MATERIAL FOR THIS TASK |

[Start of section]

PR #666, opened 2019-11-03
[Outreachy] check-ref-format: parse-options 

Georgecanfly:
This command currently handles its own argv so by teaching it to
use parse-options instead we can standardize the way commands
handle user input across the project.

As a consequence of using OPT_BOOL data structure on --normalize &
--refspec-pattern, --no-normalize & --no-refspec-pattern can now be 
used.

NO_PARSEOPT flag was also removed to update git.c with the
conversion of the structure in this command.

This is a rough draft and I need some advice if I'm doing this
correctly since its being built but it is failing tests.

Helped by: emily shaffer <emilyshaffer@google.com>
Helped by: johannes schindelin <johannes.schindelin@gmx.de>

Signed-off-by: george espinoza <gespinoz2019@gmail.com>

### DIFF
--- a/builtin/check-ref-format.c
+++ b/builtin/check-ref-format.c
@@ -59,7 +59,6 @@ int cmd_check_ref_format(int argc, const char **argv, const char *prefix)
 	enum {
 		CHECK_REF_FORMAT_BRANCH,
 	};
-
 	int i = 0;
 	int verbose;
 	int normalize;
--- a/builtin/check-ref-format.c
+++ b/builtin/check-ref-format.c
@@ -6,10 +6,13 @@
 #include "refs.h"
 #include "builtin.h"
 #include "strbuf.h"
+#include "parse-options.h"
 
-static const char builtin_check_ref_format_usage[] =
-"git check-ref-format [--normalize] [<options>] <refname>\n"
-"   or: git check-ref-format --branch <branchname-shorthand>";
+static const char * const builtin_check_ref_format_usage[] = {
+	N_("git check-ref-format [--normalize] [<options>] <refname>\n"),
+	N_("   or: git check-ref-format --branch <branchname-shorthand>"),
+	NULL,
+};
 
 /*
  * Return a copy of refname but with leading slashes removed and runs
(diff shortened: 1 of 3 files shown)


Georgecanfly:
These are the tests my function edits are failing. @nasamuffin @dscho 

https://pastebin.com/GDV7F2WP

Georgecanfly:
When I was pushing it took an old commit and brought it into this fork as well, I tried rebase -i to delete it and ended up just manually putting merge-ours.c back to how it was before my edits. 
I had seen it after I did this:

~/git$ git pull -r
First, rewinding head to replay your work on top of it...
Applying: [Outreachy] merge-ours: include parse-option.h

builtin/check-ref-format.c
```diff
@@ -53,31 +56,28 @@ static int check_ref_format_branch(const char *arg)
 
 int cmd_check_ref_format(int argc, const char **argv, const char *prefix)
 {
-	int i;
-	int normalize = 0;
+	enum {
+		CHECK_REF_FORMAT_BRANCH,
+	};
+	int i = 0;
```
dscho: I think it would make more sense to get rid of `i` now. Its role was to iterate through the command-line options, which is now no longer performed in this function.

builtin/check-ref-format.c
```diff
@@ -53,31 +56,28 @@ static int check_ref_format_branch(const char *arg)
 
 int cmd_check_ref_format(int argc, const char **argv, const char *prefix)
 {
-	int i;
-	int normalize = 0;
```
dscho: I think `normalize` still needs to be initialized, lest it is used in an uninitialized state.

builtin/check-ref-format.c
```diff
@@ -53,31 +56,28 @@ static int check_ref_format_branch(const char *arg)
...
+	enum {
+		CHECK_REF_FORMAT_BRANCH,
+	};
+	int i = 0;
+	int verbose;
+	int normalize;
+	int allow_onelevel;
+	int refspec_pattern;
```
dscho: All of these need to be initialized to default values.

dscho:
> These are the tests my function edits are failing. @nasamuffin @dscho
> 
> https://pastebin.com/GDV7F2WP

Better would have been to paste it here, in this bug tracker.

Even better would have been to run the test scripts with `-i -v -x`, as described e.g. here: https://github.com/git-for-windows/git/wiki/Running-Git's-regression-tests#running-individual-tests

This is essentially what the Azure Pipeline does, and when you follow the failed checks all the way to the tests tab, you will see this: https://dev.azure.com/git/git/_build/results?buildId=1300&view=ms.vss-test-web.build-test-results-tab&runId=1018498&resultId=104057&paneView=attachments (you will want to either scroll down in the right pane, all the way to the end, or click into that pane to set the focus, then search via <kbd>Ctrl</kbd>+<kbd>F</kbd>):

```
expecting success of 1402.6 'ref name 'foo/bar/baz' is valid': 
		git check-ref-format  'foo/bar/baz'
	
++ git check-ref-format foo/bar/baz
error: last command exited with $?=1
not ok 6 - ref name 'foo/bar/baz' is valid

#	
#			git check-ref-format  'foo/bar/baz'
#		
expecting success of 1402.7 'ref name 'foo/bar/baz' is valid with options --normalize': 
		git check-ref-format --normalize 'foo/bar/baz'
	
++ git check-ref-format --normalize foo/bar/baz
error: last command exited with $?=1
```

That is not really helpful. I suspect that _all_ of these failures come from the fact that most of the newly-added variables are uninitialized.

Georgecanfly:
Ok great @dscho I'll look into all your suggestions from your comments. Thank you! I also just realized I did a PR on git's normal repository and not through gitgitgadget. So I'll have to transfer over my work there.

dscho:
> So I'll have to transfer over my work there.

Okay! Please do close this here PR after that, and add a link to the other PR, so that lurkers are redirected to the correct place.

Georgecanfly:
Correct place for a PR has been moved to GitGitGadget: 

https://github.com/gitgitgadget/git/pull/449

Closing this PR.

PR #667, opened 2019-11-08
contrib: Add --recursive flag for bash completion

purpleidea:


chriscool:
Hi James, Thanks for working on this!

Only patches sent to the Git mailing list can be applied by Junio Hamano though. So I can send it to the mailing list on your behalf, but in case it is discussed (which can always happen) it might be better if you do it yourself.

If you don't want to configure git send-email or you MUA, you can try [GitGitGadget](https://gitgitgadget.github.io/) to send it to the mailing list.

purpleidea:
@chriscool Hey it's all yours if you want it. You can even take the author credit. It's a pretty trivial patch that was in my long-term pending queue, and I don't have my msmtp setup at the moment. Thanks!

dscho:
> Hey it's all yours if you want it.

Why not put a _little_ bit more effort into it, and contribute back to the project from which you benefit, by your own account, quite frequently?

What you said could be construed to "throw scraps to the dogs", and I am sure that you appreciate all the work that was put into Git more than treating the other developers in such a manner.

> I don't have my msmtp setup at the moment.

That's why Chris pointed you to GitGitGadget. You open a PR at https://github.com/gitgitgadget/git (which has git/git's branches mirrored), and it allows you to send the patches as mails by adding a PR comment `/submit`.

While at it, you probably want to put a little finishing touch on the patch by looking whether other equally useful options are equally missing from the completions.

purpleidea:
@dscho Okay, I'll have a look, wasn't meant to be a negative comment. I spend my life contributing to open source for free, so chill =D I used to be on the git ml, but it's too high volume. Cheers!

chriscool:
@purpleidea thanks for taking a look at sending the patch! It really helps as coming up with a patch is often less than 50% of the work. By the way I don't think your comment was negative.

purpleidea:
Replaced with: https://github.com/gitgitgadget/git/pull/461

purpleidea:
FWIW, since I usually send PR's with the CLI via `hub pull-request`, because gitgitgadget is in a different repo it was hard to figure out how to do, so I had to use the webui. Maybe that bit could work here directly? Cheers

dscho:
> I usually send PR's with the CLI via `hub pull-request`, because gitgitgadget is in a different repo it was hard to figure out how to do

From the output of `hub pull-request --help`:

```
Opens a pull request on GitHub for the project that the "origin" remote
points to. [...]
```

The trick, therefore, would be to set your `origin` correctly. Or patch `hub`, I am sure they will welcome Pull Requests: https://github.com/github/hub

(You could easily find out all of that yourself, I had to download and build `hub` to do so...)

[End of section]

WHAT YOU WILL DO | Each line of the listing must appear in the answer exactly as above.

YOUR SOLUTION |
PR #666, opened 2019-11-03
[Outreachy] check-ref-format: parse-options 

Georgecanfly:
This command currently handles its own argv so by teaching it to
use parse-options instead we can standardize the way commands
handle user input across the project.

As a consequence of using OPT_BOOL data structure on --normalize &
--refspec-pattern, --no-normalize & --no-refspec-pattern can now be 
used.

NO_PARSEOPT flag was also removed to update git.c with the
conversion of the structure in this command.

This is a rough draft and I need some advice if I'm doing this
correctly since its being built but it is failing tests.

Helped by: emily shaffer <emilyshaffer@google.com>
Helped by: johannes schindelin <johannes.schindelin@gmx.de>

Signed-off-by: george espinoza <gespinoz2019@gmail.com>

### DIFF
--- a/builtin/check-ref-format.c
+++ b/builtin/check-ref-format.c
@@ -59,7 +59,6 @@ int cmd_check_ref_format(int argc, const char **argv, const char *prefix)
 	enum {
 		CHECK_REF_FORMAT_BRANCH,
 	};
-
 	int i = 0;
 	int verbose;
 	int normalize;
--- a/builtin/check-ref-format.c
+++ b/builtin/check-ref-format.c
@@ -6,10 +6,13 @@
 #include "refs.h"
 #include "builtin.h"
 #include "strbuf.h"
+#include "parse-options.h"
 
-static const char builtin_check_ref_format_usage[] =
-"git check-ref-format [--normalize] [<options>] <refname>\n"
-"   or: git check-ref-format --branch <branchname-shorthand>";
+static const char * const builtin_check_ref_format_usage[] = {
+	N_("git check-ref-format [--normalize] [<options>] <refname>\n"),
+	N_("   or: git check-ref-format --branch <branchname-shorthand>"),
+	NULL,
+};
 
 /*
  * Return a copy of refname but with leading slashes removed and runs
(diff shortened: 1 of 3 files shown)


Georgecanfly:
These are the tests my function edits are failing. @nasamuffin @dscho 

https://pastebin.com/GDV7F2WP

Georgecanfly:
When I was pushing it took an old commit and brought it into this fork as well, I tried rebase -i to delete it and ended up just manually putting merge-ours.c back to how it was before my edits. 
I had seen it after I did this:

~/git$ git pull -r
First, rewinding head to replay your work on top of it...
Applying: [Outreachy] merge-ours: include parse-option.h

builtin/check-ref-format.c
```diff
@@ -53,31 +56,28 @@ static int check_ref_format_branch(const char *arg)
 
 int cmd_check_ref_format(int argc, const char **argv, const char *prefix)
 {
-	int i;
-	int normalize = 0;
+	enum {
+		CHECK_REF_FORMAT_BRANCH,
+	};
+	int i = 0;
```
dscho: I think it would make more sense to get rid of `i` now. Its role was to iterate through the command-line options, which is now no longer performed in this function.

builtin/check-ref-format.c
```diff
@@ -53,31 +56,28 @@ static int check_ref_format_branch(const char *arg)
 
 int cmd_check_ref_format(int argc, const char **argv, const char *prefix)
 {
-	int i;
-	int normalize = 0;
```
dscho: I think `normalize` still needs to be initialized, lest it is used in an uninitialized state.

builtin/check-ref-format.c
```diff
@@ -53,31 +56,28 @@ static int check_ref_format_branch(const char *arg)
...
+	enum {
+		CHECK_REF_FORMAT_BRANCH,
+	};
+	int i = 0;
+	int verbose;
+	int normalize;
+	int allow_onelevel;
+	int refspec_pattern;
```
dscho: All of these need to be initialized to default values.

dscho:
> These are the tests my function edits are failing. @nasamuffin @dscho
> 
> https://pastebin.com/GDV7F2WP

Better would have been to paste it here, in this bug tracker.

Even better would have been to run the test scripts with `-i -v -x`, as described e.g. here: https://github.com/git-for-windows/git/wiki/Running-Git's-regression-tests#running-individual-tests

This is essentially what the Azure Pipeline does, and when you follow the failed checks all the way to the tests tab, you will see this: https://dev.azure.com/git/git/_build/results?buildId=1300&view=ms.vss-test-web.build-test-results-tab&runId=1018498&resultId=104057&paneView=attachments (you will want to either scroll down in the right pane, all the way to the end, or click into that pane to set the focus, then search via <kbd>Ctrl</kbd>+<kbd>F</kbd>):

```
expecting success of 1402.6 'ref name 'foo/bar/baz' is valid': 
		git check-ref-format  'foo/bar/baz'
	
++ git check-ref-format foo/bar/baz
error: last command exited with $?=1
not ok 6 - ref name 'foo/bar/baz' is valid

#	
#			git check-ref-format  'foo/bar/baz'
#		
expecting success of 1402.7 'ref name 'foo/bar/baz' is valid with options --normalize': 
		git check-ref-format --normalize 'foo/bar/baz'
	
++ git check-ref-format --normalize foo/bar/baz
error: last command exited with $?=1
```

That is not really helpful. I suspect that _all_ of these failures come from the fact that most of the newly-added variables are uninitialized.

Georgecanfly:
Ok great @dscho I'll look into all your suggestions from your comments. Thank you! I also just realized I did a PR on git's normal repository and not through gitgitgadget. So I'll have to transfer over my work there.

dscho:
> So I'll have to transfer over my work there.

Okay! Please do close this here PR after that, and add a link to the other PR, so that lurkers are redirected to the correct place.

Georgecanfly:
Correct place for a PR has been moved to GitGitGadget: 

https://github.com/gitgitgadget/git/pull/449

Closing this PR.

PR #667, opened 2019-11-08
contrib: Add --recursive flag for bash completion

purpleidea:


chriscool:
Hi James, Thanks for working on this!

Only patches sent to the Git mailing list can be applied by Junio Hamano though. So I can send it to the mailing list on your behalf, but in case it is discussed (which can always happen) it might be better if you do it yourself.

If you don't want to configure git send-email or you MUA, you can try [GitGitGadget](https://gitgitgadget.github.io/) to send it to the mailing list.

purpleidea:
@chriscool Hey it's all yours if you want it. You can even take the author credit. It's a pretty trivial patch that was in my long-term pending queue, and I don't have my msmtp setup at the moment. Thanks!

dscho:
> Hey it's all yours if you want it.

Why not put a _little_ bit more effort into it, and contribute back to the project from which you benefit, by your own account, quite frequently?

What you said could be construed to "throw scraps to the dogs", and I am sure that you appreciate all the work that was put into Git more than treating the other developers in such a manner.

> I don't have my msmtp setup at the moment.

That's why Chris pointed you to GitGitGadget. You open a PR at https://github.com/gitgitgadget/git (which has git/git's branches mirrored), and it allows you to send the patches as mails by adding a PR comment `/submit`.

While at it, you probably want to put a little finishing touch on the patch by looking whether other equally useful options are equally missing from the completions.

purpleidea:
@dscho Okay, I'll have a look, wasn't meant to be a negative comment. I spend my life contributing to open source for free, so chill =D I used to be on the git ml, but it's too high volume. Cheers!

chriscool:
@purpleidea thanks for taking a look at sending the patch! It really helps as coming up with a patch is often less than 50% of the work. By the way I don't think your comment was negative.

purpleidea:
Replaced with: https://github.com/gitgitgadget/git/pull/461

purpleidea:
FWIW, since I usually send PR's with the CLI via `hub pull-request`, because gitgitgadget is in a different repo it was hard to figure out how to do, so I had to use the webui. Maybe that bit could work here directly? Cheers

dscho:
> I usually send PR's with the CLI via `hub pull-request`, because gitgitgadget is in a different repo it was hard to figure out how to do

From the output of `hub pull-request --help`:

```
Opens a pull request on GitHub for the project that the "origin" remote
points to. [...]
```

The trick, therefore, would be to set your `origin` correctly. Or patch `hub`, I am sure they will welcome Pull Requests: https://github.com/github/hub

(You could easily find out all of that yourself, I had to download and build `hub` to do so...)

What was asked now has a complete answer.